**Data records**:

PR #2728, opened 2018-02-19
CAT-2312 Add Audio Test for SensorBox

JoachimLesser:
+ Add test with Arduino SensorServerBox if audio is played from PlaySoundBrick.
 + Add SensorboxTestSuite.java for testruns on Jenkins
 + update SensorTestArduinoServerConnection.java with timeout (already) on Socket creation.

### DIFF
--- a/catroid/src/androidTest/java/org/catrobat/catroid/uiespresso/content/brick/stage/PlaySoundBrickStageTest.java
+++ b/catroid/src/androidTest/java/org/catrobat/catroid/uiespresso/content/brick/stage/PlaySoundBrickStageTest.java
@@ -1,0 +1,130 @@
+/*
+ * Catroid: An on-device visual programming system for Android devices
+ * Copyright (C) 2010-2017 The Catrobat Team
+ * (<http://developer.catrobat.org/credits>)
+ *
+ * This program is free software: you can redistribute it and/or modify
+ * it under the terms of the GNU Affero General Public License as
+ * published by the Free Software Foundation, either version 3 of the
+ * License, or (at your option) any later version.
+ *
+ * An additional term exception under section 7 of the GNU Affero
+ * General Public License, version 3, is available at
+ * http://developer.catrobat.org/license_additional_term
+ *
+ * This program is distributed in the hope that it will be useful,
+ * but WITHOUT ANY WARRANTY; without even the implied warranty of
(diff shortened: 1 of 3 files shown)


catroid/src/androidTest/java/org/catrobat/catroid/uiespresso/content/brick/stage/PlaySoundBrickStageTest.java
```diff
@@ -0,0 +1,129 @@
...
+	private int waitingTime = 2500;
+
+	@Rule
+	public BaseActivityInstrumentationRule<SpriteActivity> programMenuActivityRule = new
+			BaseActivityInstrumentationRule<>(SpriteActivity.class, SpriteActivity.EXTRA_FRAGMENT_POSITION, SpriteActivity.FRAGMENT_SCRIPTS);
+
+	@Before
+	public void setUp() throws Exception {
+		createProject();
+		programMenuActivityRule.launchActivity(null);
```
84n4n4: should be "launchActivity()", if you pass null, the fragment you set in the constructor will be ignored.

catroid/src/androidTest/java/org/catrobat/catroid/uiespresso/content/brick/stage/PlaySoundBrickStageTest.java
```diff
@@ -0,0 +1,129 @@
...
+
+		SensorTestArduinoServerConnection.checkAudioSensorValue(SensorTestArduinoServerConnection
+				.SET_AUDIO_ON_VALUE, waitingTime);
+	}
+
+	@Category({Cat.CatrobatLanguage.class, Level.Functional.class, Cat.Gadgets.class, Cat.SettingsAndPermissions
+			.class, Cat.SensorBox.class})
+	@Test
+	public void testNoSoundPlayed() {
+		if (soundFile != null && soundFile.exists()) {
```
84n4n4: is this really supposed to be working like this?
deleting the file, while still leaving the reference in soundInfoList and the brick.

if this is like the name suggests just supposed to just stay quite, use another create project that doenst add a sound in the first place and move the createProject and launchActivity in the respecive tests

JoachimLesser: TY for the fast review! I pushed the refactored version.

==

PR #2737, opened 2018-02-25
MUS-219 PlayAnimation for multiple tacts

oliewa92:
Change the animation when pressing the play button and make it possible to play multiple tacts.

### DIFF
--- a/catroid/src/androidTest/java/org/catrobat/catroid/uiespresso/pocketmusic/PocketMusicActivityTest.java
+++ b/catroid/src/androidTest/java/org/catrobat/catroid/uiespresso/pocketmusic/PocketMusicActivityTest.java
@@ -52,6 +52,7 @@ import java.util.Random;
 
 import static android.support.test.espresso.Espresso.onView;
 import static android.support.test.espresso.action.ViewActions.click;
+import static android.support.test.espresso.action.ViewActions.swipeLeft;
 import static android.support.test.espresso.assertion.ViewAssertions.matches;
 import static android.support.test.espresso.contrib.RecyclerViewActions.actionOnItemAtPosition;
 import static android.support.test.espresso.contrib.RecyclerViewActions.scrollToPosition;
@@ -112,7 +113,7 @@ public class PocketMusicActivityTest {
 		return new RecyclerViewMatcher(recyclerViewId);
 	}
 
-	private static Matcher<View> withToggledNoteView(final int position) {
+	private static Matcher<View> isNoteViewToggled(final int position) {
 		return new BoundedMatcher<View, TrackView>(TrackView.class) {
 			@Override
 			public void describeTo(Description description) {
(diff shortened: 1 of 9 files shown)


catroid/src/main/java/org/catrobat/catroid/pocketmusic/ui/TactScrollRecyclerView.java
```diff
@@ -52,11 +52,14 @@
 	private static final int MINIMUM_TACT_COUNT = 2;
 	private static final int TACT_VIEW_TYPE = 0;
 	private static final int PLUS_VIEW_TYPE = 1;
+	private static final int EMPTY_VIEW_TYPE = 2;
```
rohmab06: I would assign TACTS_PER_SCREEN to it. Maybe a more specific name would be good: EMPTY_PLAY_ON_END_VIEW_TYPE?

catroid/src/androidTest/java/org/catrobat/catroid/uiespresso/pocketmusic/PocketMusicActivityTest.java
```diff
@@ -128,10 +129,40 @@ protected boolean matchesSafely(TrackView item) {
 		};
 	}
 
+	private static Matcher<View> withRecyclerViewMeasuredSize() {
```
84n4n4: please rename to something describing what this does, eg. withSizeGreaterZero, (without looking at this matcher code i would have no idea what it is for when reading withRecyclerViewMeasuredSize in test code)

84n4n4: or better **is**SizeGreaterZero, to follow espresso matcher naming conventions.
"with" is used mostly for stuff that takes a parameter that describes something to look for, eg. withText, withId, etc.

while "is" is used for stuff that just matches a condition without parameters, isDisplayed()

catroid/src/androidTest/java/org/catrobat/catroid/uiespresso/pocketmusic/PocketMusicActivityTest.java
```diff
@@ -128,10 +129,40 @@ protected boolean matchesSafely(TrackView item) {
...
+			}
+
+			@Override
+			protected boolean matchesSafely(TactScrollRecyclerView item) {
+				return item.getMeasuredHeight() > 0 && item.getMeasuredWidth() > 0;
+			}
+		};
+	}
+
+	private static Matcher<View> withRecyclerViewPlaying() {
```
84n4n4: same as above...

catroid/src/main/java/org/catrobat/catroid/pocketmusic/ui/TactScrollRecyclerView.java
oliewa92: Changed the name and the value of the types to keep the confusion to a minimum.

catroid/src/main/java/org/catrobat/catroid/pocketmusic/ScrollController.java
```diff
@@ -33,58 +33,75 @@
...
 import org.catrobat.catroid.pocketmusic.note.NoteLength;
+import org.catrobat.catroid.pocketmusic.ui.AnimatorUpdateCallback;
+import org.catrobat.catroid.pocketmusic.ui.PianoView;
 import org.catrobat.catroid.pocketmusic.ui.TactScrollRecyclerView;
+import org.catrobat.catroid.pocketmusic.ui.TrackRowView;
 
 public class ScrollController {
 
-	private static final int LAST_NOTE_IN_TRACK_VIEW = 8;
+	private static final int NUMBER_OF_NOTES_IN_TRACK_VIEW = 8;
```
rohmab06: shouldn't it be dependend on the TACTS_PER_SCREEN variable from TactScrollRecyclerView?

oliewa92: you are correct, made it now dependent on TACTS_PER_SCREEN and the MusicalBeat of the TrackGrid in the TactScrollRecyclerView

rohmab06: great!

---

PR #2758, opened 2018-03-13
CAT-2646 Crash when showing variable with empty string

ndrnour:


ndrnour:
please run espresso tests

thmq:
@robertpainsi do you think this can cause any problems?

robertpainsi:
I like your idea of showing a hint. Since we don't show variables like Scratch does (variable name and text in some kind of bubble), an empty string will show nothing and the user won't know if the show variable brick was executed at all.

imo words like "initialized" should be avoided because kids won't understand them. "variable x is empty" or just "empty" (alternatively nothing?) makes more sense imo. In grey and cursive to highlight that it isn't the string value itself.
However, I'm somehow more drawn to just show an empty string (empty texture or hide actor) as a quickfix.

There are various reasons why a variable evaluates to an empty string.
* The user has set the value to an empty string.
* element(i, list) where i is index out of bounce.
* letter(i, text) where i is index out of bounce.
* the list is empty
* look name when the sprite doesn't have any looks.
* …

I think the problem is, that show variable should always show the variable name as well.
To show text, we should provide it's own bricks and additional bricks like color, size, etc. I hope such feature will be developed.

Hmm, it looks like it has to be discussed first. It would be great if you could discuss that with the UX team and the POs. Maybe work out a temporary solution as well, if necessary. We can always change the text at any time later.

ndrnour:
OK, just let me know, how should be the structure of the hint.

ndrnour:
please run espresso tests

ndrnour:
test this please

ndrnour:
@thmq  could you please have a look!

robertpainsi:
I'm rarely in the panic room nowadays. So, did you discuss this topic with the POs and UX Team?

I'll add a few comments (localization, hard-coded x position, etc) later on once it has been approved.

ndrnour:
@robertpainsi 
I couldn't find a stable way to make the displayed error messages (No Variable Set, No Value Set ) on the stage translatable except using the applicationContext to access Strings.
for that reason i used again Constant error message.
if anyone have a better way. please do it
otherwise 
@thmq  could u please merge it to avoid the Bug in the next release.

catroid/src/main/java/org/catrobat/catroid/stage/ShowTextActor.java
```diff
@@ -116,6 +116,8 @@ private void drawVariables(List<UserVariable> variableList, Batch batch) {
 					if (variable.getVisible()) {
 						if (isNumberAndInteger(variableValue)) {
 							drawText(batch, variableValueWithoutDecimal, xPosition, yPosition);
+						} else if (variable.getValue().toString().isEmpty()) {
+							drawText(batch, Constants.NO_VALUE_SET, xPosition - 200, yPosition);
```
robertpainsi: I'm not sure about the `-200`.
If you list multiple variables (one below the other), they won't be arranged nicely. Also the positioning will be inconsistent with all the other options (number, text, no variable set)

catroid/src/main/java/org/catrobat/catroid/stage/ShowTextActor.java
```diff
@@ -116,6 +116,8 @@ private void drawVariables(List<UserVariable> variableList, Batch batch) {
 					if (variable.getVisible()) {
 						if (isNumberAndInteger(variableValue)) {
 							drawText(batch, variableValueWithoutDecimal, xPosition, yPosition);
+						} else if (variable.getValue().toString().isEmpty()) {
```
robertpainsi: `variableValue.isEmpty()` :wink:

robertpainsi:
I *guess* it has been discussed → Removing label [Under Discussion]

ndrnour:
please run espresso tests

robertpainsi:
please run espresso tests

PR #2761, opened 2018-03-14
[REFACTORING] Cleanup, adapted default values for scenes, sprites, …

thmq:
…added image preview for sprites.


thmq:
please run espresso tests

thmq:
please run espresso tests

**What is being asked**: Scan the listing above. Gather each line that contains the word "supposed".

**Completed task**:
84n4n4: is this really supposed to be working like this?
if this is like the name suggests just supposed to just stay quite, use another create project that doenst add a sound in the first place and move the createProject and launchActivity in the respecive tests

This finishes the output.